THE CABINET OF DR. CALIGARI I Sao Paulo I 2 November 2019

“The internal plot of this expressionist silent classic tells the story of the mad Dr Caligari, who terrifies a small north German town with the help of a somnambulist named Cesare. During the day, Caligari presents Cesare, who suffers from a strange, trance-like illness, at the fair. There, the tall, scrawny and pale somnambulist tells the future to onlookers. At night, however, this slave of Caligari prowls the town and commits terrible murders under the influence of his master. When a young man is murdered one night, whom Cesare had prophesied imminent death, Francis, a friend of the dead man, suspects that Dr. Caligari is involved. When Francis’ friend Jane is threatened and kidnapped by Cesare, suspicion becomes certainty. An angry crowd sets off in pursuit of the fleeing doctor. In an insane asylum, Francis seems to have cornered the showman, when he has to make a terrible discovery: the insane Dr. Caligari is the director of the asylum. The frame story creates the film’s ambiguity: for Francis, who told the story of Dr. Caligari, is himself an inmate of the mental asylum.” (Friedrich-Wilhelm-Murnau-Stiftung)

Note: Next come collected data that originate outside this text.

PR #199, opened 2019-04-26
Add usingConfigBuilder for Async HTTP Client backend

ybasket:
Sometimes one wants to change one single option in the underlying client, but with what sttp currently offers one can only create the complete config oneself (which means manually setting all the things sttp usually gets from `SttpBackendOptions`) - this PR allows to modify the config after it was initialised by sttp, making custom setups easier and less boilerplaty.


adamw:
Released in 1.5.14, thanks!

PR #203, opened 2019-04-30
Adding sttp MonadError instance for cats MonadError

matwojcik:
There is `AsyncMonadAsyncError`, which adds `MonadAsyncError` for any `Async[F]` instance, but there was no sync `MonadError` instance basing on cats `MonadError`, so I've added `CatsMonadError`, which is then extended by `AsyncMonadAsyncError`

I'd consider also adding implicits into `com.softwaremill.sttp.impl.cats.implicits`, ideally dividing them into cats-like hierarchy, so:
`implicit.all._` - containing both:
`instances.all._` - `MonadAsyncError`, `MonadError` (with some traits hierarchy to proper order them) 
`syntax.all._` - `mapK`

or simpler 
`implicit._` - containing both:
`instances._` - `MonadAsyncError`, `MonadError` (with some traits hierarchy to proper order them) 
`syntax._` - `mapK`

Pls let me know what's your opinion on this MR, and the implicit proposal ;)

### DIFF
--- a/implementations/cats/src/main/scala/com/softwaremill/sttp/impl/cats/AsyncMonadAsyncError.scala
+++ b/implementations/cats/src/main/scala/com/softwaremill/sttp/impl/cats/AsyncMonadAsyncError.scala
@@ -5,22 +5,11 @@ import com.softwaremill.sttp.MonadAsyncError
 
 import scala.language.higherKinds
 
-class AsyncMonadAsyncError[F[_]](implicit F: Async[F]) extends MonadAsyncError[F] {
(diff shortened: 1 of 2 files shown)


adamw:
Thanks! Regarding the implicits - if adding them makes the backend code more readable - sure! I wouldn't go very far in structuring them - as the goal is to keep the instances to an absolute minimum anyway. I wouldn't want sttp to contain a poor copy of cats/scalaz :)

matwojcik:
@adamw I can see 1.5.15 was released after merge of this, but in published jar the changes are not there :o Broken release or something?

adamw:
@matwojcik yes, I merged it during the release, hence the code is not included. Will be in the next one :)

PR #596, opened 2016-07-14
Add (new) sniff for class opening brace on same line to `core` ruleset.

jrfnl:
Checks that the opening brace of a class or interface is on the same line as the class declaration.
Also checks that the brace is the last thing on that line and has precisely one space before it.

Review appreciated.

Also: needs testing of the fixer code (doesn't work on Windows so haven't been able to test this myself.


GaryJones:
I think the test for exactly one space before the `{` would already be covered with other sniffs?

If your new sniff is named as checking for opening brace on same line, then that's only what it should cover, nothing else. Keeping the sniffs small and focused allows user flexibility when choosing which they want to use in their project.

As such, isn't there a PHPCS sniff that ensures a certain arrangement of braces? If not, these seems generic enough that the fix should be made there, rather than here, as it's not really WP specific.

jrfnl:
> I think the test for exactly one space before the `{` would already be covered with other sniffs?

It is not.

> If your new sniff is named as checking for opening brace on same line, then that's only what it should cover, nothing else. Keeping the sniffs small and focused allows user flexibility when choosing which they want to use in their project.

The messages have all been given a code, so people can disable them modularly.

What about if I change the sniff name to something like `ClassOpeningStatement` ?

> As such, isn't there a PHPCS sniff that ensures a certain arrangement of braces?

There are a few, but all of them enforce the opposite of what the WP standard is (braces on new line).

> If not, these seems generic enough that the fix should be made there, rather than here, as it's not really WP specific.

Makes sense to me, I'll open an issue there to see if there is interest.

All the same, it might be a while before something like this gets merged into PHPCS and then another while before the WPCS PHPCS dependency minimum version goes up.... so should this be maybe be merged anyway ? It can always be removed later if and when it would make it into PHPCS.

jrfnl:
Upstream issue opened: https://github.com/squizlabs/PHP_CodeSniffer/issues/1068

jrfnl:

jrfnl:
Renamed the sniff as per https://github.com/WordPress-Coding-Standards/WordPress-Coding-Standards/pull/596#issuecomment-232587368

jrfnl:
Got a positive response regarding this sniff upstream: https://github.com/squizlabs/PHP_CodeSniffer/issues/1068

PR has been opened: https://github.com/squizlabs/PHP_CodeSniffer/pull/1070

jrfnl:
Anything that would still need to change for this to be mergeable ?

How do we move forward on this ?

Wait for upstream ? May take quite a while as it looks like they're currently focused on PHPCS 3 and not merging things for 2.

Merge it and remove when it would be merged upstream and the WPCS minimum PHPCS version has caught up ?

JDGrimes:
> Merge it and remove when it would be merged upstream and the WPCS minimum PHPCS version has caught up ?

+1. I'd like to see a couple of tests added though, like:

```php
class A_Class_With_Really_Long_Name
    extends Another_Class_With_A_Really_Long_Name {

}

class A_Class_With_Really_Long_Name_2
    extends Another_Class_With_A_Really_Long_Name
    implements Some_Interface_With_A_Long_Name,
          Another_Interface_With_A_Long_Name {

}
```

jrfnl:
> I'd like to see a couple of tests added though, like:

@JDGrimes I'll add these tests. I'm in doubt about what the sniff should say about these though as the sniff is really only about the brace. Should it give an error because the brace is not on the same line as the `class` keyword or should these be passed as ok as the brace is on the same line as the last part of the class opening statement ?
Please advise.

JDGrimes:
> should these be passed as ok as the brace is on the same line as the last part of the class opening statement ?

Yes. Sorry I wasn't clear. 

I think this is the correct behavior because AFAIK WordPress doesn't really address the issue of wrapping here, so it should be permitted. Especially because I do it. 😈

GaryJones:
Yes, wrapping should be allowed. Though not explicit, line-length suggestions would come into play here.

jrfnl:
> I think this is the correct behavior because AFAIK WordPress doesn't really address the issue of wrapping here, so it should be permitted.

Makes sense to me, though this will involve a rewrite of the part of the sniff which checks this.

jrfnl:
Ok, sorted. Unit tests added and minor code fix to allow for multi-line class declarations.

jrfnl:
FYI: Upstream PR (including the last change) has just been merged, but - similar to the other PR - is not in a released version yet and when it is, the WPCS PHPCS minimum version requirement would need to be upped.
So I suggest merging this for now and removing it again at a later point in time.

PR #597, opened 2016-07-14
Fix bug in control structures whitespace sniff triggered on last method of class

jrfnl:
As reported here:

> This rule does conflict with the `WordPress.WhiteSpace.ControlStructureSpacing.BlankLineAfterEnd` rule for the last method in a class if the function does not have a `} // end myfunction()` comment.
Still - the fact that it throws a message `Blank line found after control structure` when finding a blank line after the last method in a class might actually be a bug....

Added separate commits for unit test and fix to let travis demonstrate the bug and the fix.


jrfnl:
Freaky weird that the bug is not triggered by the unit test when running this on travis. I can consistently reproduce this on my machine on several different PHP versions.

jrfnl:
Rebased for merge conflict.

PR #599, opened 2016-07-14
Add new sniff to check whether a hook name is valid.

jrfnl:
Covers the `action` part of this rule in the handbook:
> Use lowercase letters in variable, **action**, and function names (never camelCase). Separate words via underscores.

Review appreciated.

Also: I've made non-lowercase hook names an `error` and non-underscore punctuation a `warning`. Should that also be an `error` ?

### DIFF
--- a/WordPress/Sniffs/NamingConventions/ValidHookNameSniff.php
+++ b/WordPress/Sniffs/NamingConventions/ValidHookNameSniff.php
@@ -10,6 +10,11 @@
 /**
  * Use lowercase letters in action and filter names. Separate words via underscores.
  *
+ * This sniff is only testing the hook invoke functions as when using 'add_action'/'add_filter'
+ * you can't influence the hook name.
+ *
+ * Hook names invoked with `do_action_deprecated()` and `apply_filters_deprecated()` are ignored.
+ *
  * @link     https://make.wordpress.org/core/handbook/best-practices/coding-standards/php/#naming-conventions
  *
  * @category PHP
@@ -53,21 +58,6 @@ class WordPress_Sniffs_NamingConventions_ValidHookNameSniff implements PHP_CodeS
 	protected $punctuation_regex = '`[^\w%s]`';
 
 	/**
-	 * Functions we're interested in.
-	 *
-	 * Only testing the hook call functions as when using 'add_action'/'add_filter' you can't influence
-	 * the hook name.
-	 *
-	 * @var array
-	 */
-	protected $hook_functions = array(
-		'do_action',
-		'do_action_ref_array',
-		'apply_filters',
-		'apply_filters_ref_array',
-	);
-
-	/**
 	 * Register this sniff.
 	 *
 	 * Prepares the punctuation regex and returns an array of tokens this test wants to listen for.
@@ -96,7 +86,12 @@ class WordPress_Sniffs_NamingConventions_ValidHookNameSniff implements PHP_CodeS
 		$regex  = $this->prepare_regex();
 
 		// Check if one of the hook functions was found.
-		if ( false === in_array( $tokens[ $stackPtr ]['content'], $this->hook_functions, true ) ) {
+		if ( ! isset( WordPress_Sniff::$hookInvokeFunctions[ $tokens[ $stackPtr ]['content'] ] ) ) {
+			return;
+		}
+
+		// Ignore deprecated hook names.
+		if ( strpos( $tokens[ $stackPtr ]['content'], '_deprecated' ) > 0 ) {
 			return;
 		}
 
--- a/WordPress/Sniffs/NamingConventions/ValidHookNameSniff.php
+++ b/WordPress/Sniffs/NamingConventions/ValidHookNameSniff.php
@@ -1,0 +1,247 @@
+<?php
+/**
+ * WordPress Coding Standard.
+ *
+ * @category PHP
+ * @package  PHP_CodeSniffer
+ * @link     https://make.wordpress.org/core/handbook/best-practices/coding-standards/
+ */
+
+/**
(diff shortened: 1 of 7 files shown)


GaryJones:
Slight aside from here, but maybe worth adding as a valid unit test to check the new sniff doesn't complain, is hook names with `/` in them, like `acf/save_post`.

jrfnl:
> adding as a valid unit test to check the new sniff doesn't complain, is hook names with / in them

@GaryJones That would throw a warning based on the below phrase in the rule as stated in the handbook:

> Separate words via underscores.

I choose `warning` for that part as core often doesn't comply with this rule either - they often use dashes instead of underscores - and changing hook names would break backward compatibility.

westonruter:
See also https://github.com/humanmade/WordPress-Importer/pull/10#issuecomment-157680263

jrfnl:
@westonruter Same goes there - it would throw a warning, not an error.

jrfnl:

GaryJones:
It's not so much a separate word, as a prefix.

JDGrimes:
I wonder if core is actually strict about this rule. Personally I like to use a hyphen or something other than an underscore in dynamic hook names to prevent potential conflicts:

```php
// These could conflict unexpectedly:
do_action( "prefix_{$var}" );
do_action( 'prefix_something' );

// This prevents that:
do_action( "prefix-{$var}" );
```

But if core is going to be strict about this, then I guess we do need to add this check to `core`, and if some of us don't want to use it we can silence it.

jrfnl:
> I wonder if core is actually strict about this rule. Personally I like to use a hyphen or something other than an underscore in dynamic hook names to prevent potential conflicts:

I had a look at [this hook database](http://adambrown.info/p/wp_hooks/hook) when I created the sniff and based on visual inspection, it seemed that core *is* strict about the lower case - only 13 exceptions out of 2000+ hook names AFAICS.
Exceptions I found were:
* `attachment_innerHTML`
* `xmlrpc_call_success_blogger_deletePost` up to `xmlrpc_call_success_wp_newComment` (12 hooks around line 2088)

Core however is inconsistent about applying the second part of the rule about using `_` for punctuation. Dashes are most frequently used as an alternative often even combined with underscore within the same hook name. Often also when they refer to a function name within the hook - the 'words' within the function name is then separated with dashed while the other 'words' are separated with underscores.

All the more reason why I made a difference in error levels between the two parts. Error for non-lowercase, Warning for non-underscore punctuation.

jrfnl:
Just thinking - I could add an option for people to provide one-character punctuation exceptions via the `phpcs.xml` config.

What do you think ?

jrfnl:
New commit added - this creates the ability to provide additional allowed word delimiters via `phpcs.xml` or via the inline `@codingStandardsChangeSetting` directive.

Example usage:
```xml
<rule ref="WordPress.NamingConventions.ValidHookName">
   <properties>
     <property name="additionalWordDelimiters" value="-"/>
   </properties>
</rule>
```

Commit includes unit tests.

I've still left the error level for the punctuation at `warning` or should this now be raised to `error` ?

WordPress/Tests/NamingConventions/ValidHookNameUnitTest.php
```diff
@@ -0,0 +1,128 @@
...
+					74 => 1,
+					75 => 1,
+					76 => 1,
+					77 => 1,
+					78 => 1,
+					79 => 1,
+					80 => 1,
+					81 => 1,
+				);
+				break;
```
GaryJones: This `break`, and the `break` below are redundant (dead code).

jrfnl: Good point. Artifact left from upstream code style. Removed.

WordPress/Sniffs/NamingConventions/ValidHookNameSniff.php
```diff
@@ -0,0 +1,289 @@
...
+	 * the hook name.
+	 *
+	 * @var array
+	 */
+	protected $hook_functions = array(
+		'do_action',
+		'do_action_ref_array',
+		'apply_filters',
+		'apply_filters_ref_array',
+	);
```
JDGrimes: We generally make the function names keys so that `isset()` can be used instead of `in_array()`. Also, most of these lists should go in the main sniff class so that they can be reused across sniffs.

Also, `do_action_deprecated()` and `apply_filters_deprecated()` could be added. https://core.trac.wordpress.org/changeset/37861

jrfnl: > We generally make the function names keys so that isset() can be used instead of in_array().

Good point, changing now.

> Also, most of these lists should go in the main sniff class so that they can be reused across sniffs.

I was thinking about that, but then couldn't think of a re-use case. Will move them anyway.

> Also, do_action_deprecated() and apply_filters_deprecated() could be added. https://core.trac.wordpress.org/changeset/37861

Nice one! Hadn't seen that commit yet. Darn! This means I'm going to add that to the `Debug Bar` as well (https://github.com/dd32/debug-bar/pull/17).

For this particular sniff, I'm not sure they should be added. Should deprecated hook names also comply with the naming conventions ? They might have been deprecated because of hook name improvement.
What do you think ?

JDGrimes: > Should deprecated hook names also comply with the naming conventions ? They might have been deprecated because of hook name improvement.
> What do you think ?

Good point, I hadn't thought of that. I guess it really doesn't make sense to flag something that is deprecated for any naming convention violations. So yeah, skip them for this sniff.

jrfnl:
Rebased to solve merge conflict.

jrfnl:
Anyone got anymore feedback on this ?

Issue #90, opened 2013-10-11
Flag use of extract()


westonruter:
- [x] Flag any instance of the function `extract()`

> <h4 id="using-extract">Using extract() <a href="http://vip.wordpress.com/documentation/code-review-what-we-look-for/#using-extract" class="anchor">#</a></h4>
> 
> <p><code>extract()</code> should never be used because it is too opaque and difficult to understand how it will behave under a variety of inputs. It makes it too easy to introduce new variables into a function’s scope without knowing about it, potentially causing unintended and difficult to debug conflicts.</p>

Issue #582, opened 2016-07-11
Cleanup of discouraged functions 


grappler:
We should have better separation of the different function types

A possible list
- [ ] PHPRestricted (ereg, eval and the like)
- [ ] PHPAlternativePreferred/PHPDiscouraged (create_function, curl, split and the like)
- [ ] PHPDeprecated (ereg and the like)
- [ ] PHPDevelopment (print_r and the like)
- [ ] WPDiscouraged (query_posts and the like)
- [ ] WPDeprecated (get_link and the like)
- [ ] WPCacheRestricted (get_pages, get_post_terms and the like)
- [ ] WPAlternatives (json_encode, parse_url and the like)
- [ ] VIPAlternatives (all those which have wpcom_...() alternative functions)
- [ ] BatcacheRestricted (cookies and the like)
- [ ] Theme (a few theme specific sniffs)

Currently we have the following sniffs
- [WordPress.PHP.DiscouragedFunctions](https://github.com/WPTRT/WordPress-Coding-Standards/blob/feature/theme-review-sniffs/WordPress/Sniffs/PHP/DiscouragedFunctionsSniff.php) related: https://github.com/WordPress-Coding-Standards/WordPress-Coding-Standards/pull/581
- [WordPress.VIP.FileSystemWritesDisallow](https://github.com/WPTRT/WordPress-Coding-Standards/blob/feature/theme-review-sniffs/WordPress/Sniffs/VIP/FileSystemWritesDisallowSniff.php)
- [WordPress.VIP.RestrictedFunctions](https://github.com/WPTRT/WordPress-Coding-Standards/blob/feature/theme-review-sniffs/WordPress/Sniffs/VIP/RestrictedFunctionsSniff.php)
- [WordPress.VIP.SessionFunctionsUsage](https://github.com/WPTRT/WordPress-Coding-Standards/blob/feature/theme-review-sniffs/WordPress/Sniffs/VIP/SessionFunctionsUsageSniff.php)

Some of the functions being checked are duplicated or would better in another sniff.that is more general or a new sniff.

jrfnl:
Marked #583 as duplicate.

> Some of the functions being checked are duplicated.

I'm not too worried about lines triggering several different errors from different sniff for different reasons. Sniffs can be disabled on a per sniff per project basis, so if there are several reasons a function should not be used, I'm quite happy to have it in several different sniffs.

grappler:
[...]

PR #604, opened 2016-07-15
Separate out the sniffing for `extract()`.

jrfnl:
Currently only VIP checked for the usage of `extract()`, even though it is an explicit rule for core.

Ref: https://make.wordpress.org/core/handbook/best-practices/coding-standards/php/#dont-extract

Solves #90 for real ;-)

### DIFF
--- a/WordPress-Core/ruleset.xml
+++ b/WordPress-Core/ruleset.xml
@@ -111,5 +111,6 @@
 	<rule ref="WordPress.WhiteSpace.CastStructureSpacing"/>
 	<rule ref="WordPress.PHP.YodaConditions"/>
 	<rule ref="WordPress.WP.I18n"/>
+	<rule ref="WordPress.Functions.DontExtract"/>
 
 </ruleset>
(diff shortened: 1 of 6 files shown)


JDGrimes:
Why not give the sniff a more generic name, so that other functions can be added in the future? Maybe just `Restricted` instead of `DontExtract`?

JDGrimes:
I guess this relates to #582.

jrfnl:
> Why not give the sniff a more generic name, so that other functions can be added in the future

@JDGrimes I followed the handbook - it has a separate section all to itself, so it seemed appropriate to name the rule after the section.

I'd rather have these kind of sniffs more modular and pluggable as - yes - noted in #582, rather than have all of them jumbled together.
That will also make for less backward compatibility breaks for these kind of sniffs.

JDGrimes:
@jrfnl I've decided that you are right and we should keep these sniffs more modular. However, I would add that this will impact performance as we reprocess the tokens for every single child sniff. This ought not so to be. We should refactor the parent sniff so that it only processes each token once. It could keep an index of functions that it found, and then if a child sniff flagged a particular function, it would have stack pointer for all of the times in the file that that function was used already saved from when it processed the functions previously. (Or possibly there is a better way to do this?) Anyway, that is for its own issue.

jrfnl:
@JDGrimes Made a very small start with some efficiency improvement for the AbstractFunctionRestrictionsSniff in #615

About the Music: Stéphane Fromageot composed music for this groundbreaking German silent film, which marked the beginning of expressionist film with its provocative imagery, that oscillates between reality and madness just like the narrative. Depending on the situation, late romantic sound passages alternate with atonal oblique breaks that emphasise the hypnotic mood of the horrific imagery. Along the six acts of the film, Fromageot designed a through-composed, operatic score. For the main characters and key scenes of the film classic, the composer developed concise leitmotifs, which he varies according to the situation, always reacting to the distortions of reality by director Robert Wiene.